Traditional copper cabling, long the data-center standard, cannot handle these bandwidth demands without introducing crippling latency. That physical limitation has kicked off a multi-year upgrade cycle to high-speed optical networking. This optical supercycle creates a sustained tailwind for companies building the indispensable plumbing of AI, offering a foundational way for investors to participate in the ecosystem’s growth.
Lumentum: Supplying the Speed-of-Light Components
Lumentum Holdings Inc. (NASDAQ: LITE) has emerged as a primary beneficiary of the optical upgrade, a position recently reinforced by the undisputed leader in artificial intelligence.
In early March, NVIDIA (NASDAQ: NVDA) announced a multi-billion-dollar strategic investment and purchase commitment with Lumentum to secure long-term supply of advanced laser components and 800G transceivers—critical hardware for linking clusters of AI systems.
That deal does more than support future revenue; it serves as a clear endorsement of Lumentum’s technology and cements its role in the AI supply chain, helping create a meaningful competitive moat.
The validation is already showing up in the numbers. In its most recent quarterly report, Lumentum posted a 65.5% year-over-year increase in revenue and beat earnings-per-share expectations by $0.26. Its forward guidance projects revenue growth of more than 85% for the upcoming quarter—a signal that growth is not only continuing but accelerating.
That momentum comes as the market itself expands rapidly. Lumentum is a key supplier to the global optical transceiver market, which is forecast to more than double to nearly $22.4 billion by 2029. As data-center operators accelerate AI buildouts, demand for Lumentum’s high-margin components is rising. Bolstering the investment case, Lumentum was recently added to the S&P 500 index, triggering purchases by large index funds, increasing institutional ownership and providing a stable base of demand.
Nokia: Building the Intelligent AI Superhighway
While Lumentum supplies critical components, Nokia Corporation (NYSE: NOK) leverages deep networking expertise to deliver complete, intelligent systems that form the AI data superhighway. Nokia has made a deliberate strategic pivot to capture this growing market.
On March 16, Nokia announced a suite of coherent optical solutions and routing platforms designed for AI-era networks. The move targets large, integrated contracts with hyperscale cloud providers and data-center operators that prefer end-to-end solutions from a single trusted vendor.

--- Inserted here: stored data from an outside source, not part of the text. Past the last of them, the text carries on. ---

PR #1076, opened 2024-12-08
scx_layered: Make low fallback DSQs useful and other changes

htejun:
- Implement starvation prevention for low fallback DSQs and use them to execute tasks with custom affinities and from empty layers.
- Simplify owned execution protection.
- Guarantee layer growth of high util_range layers.
- Other changes.


likewhatevs (approved):
LGTM, rly like the stats cleanup

PR #1077, opened 2024-12-08
Fixes for dsq_lat.bt

samuelnair:
- Fix to ensure that we can track dsq id 0
- Cleans up some warnings
- Clean up some maps to avoid them printing out a bunch of output that was not really helpful

### DIFF
--- a/scripts/dsq_lat.bt
+++ b/scripts/dsq_lat.bt
@@ -30,10 +30,10 @@ kprobe:scx_bpf_dispatch_vtime,
 	$task = (struct task_struct *)arg0;
 	$dsq = arg1;
 
-	if ($1 > 0 && $task->tgid != $1) {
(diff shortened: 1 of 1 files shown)


hodgesds (approved):
LGTM, I have another bpftrace script that I'm working on where I just add 1 to the DSQ id to get around handling dsq 0 for zero value map entries. It's kind of annoying but you end up just subtracting 1 when printing and it sort of works.

likewhatevs:
> Longer term, it'd probably make sense to invest a bit more effort into making these scripts more customized to our purposes using e.g. bcc. The default histogram implementation is really not great, DSQ IDs are a lot better printed in hex and so on.

I have no idea how practical this is, but I'm gonna take a swing at writing a rust cli that uses small bpf functions to show info these scripts retrieve in a easier to read manner.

The strategy is already producing results in Nokia’s core segments. Its Network Infrastructure division has been a key growth driver, with the Optical Networks unit expanding 17% year-over-year in the most recent reported quarter. That growth indicates Nokia’s push into high-speed optical systems is translating into tangible financial results and market-share gains.
This progress has not gone unnoticed by Wall Street. Major firms such as Morgan Stanley have named Nokia a top pick, citing rising AI infrastructure demand as a core reason for their bullish outlook. Shifts in analyst sentiment suggest the market is beginning to price in this new growth vector for the technology giant. Nokia is using its global scale to capture part of the data-center networking market, projected to grow from about $44 billion in 2026 to more than $114 billion by 2034. As a provider of comprehensive systems, Nokia is well-positioned to benefit from that wave of capital expenditure.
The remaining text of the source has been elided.